Segment Open
PR #199, opened 2012-05-28
Pull request for issue #161 and #162

aljana:
The most basic wall with input box and post listing. Not finished yet but so that you can see we are moving forward. Ideas welcome. :)

PR #189, opened 2012-05-24
Issue#160 - Main page panels (team 1)

NejcZupec:
I've added panels on front-end page. Boxes on the right side are collapsible. They can also be dragged-and-dropped. Wall on the left is fluid. 

Am I on the right way? Now I'd like to save the position but I'm not sure how and where. Where these settings should be saved in database or cookies?

Issue #174, opened 2012-05-14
Segment Closed
● PROBLEM DETAILS
All lines above that include the word "panels" must be copied into the answer.

● TASK SOLUTION
Issue#160 - Main page panels (team 1)
I've added panels on front-end page. Boxes on the right side are collapsible. They can also be dragged-and-dropped. Wall on the left is fluid. 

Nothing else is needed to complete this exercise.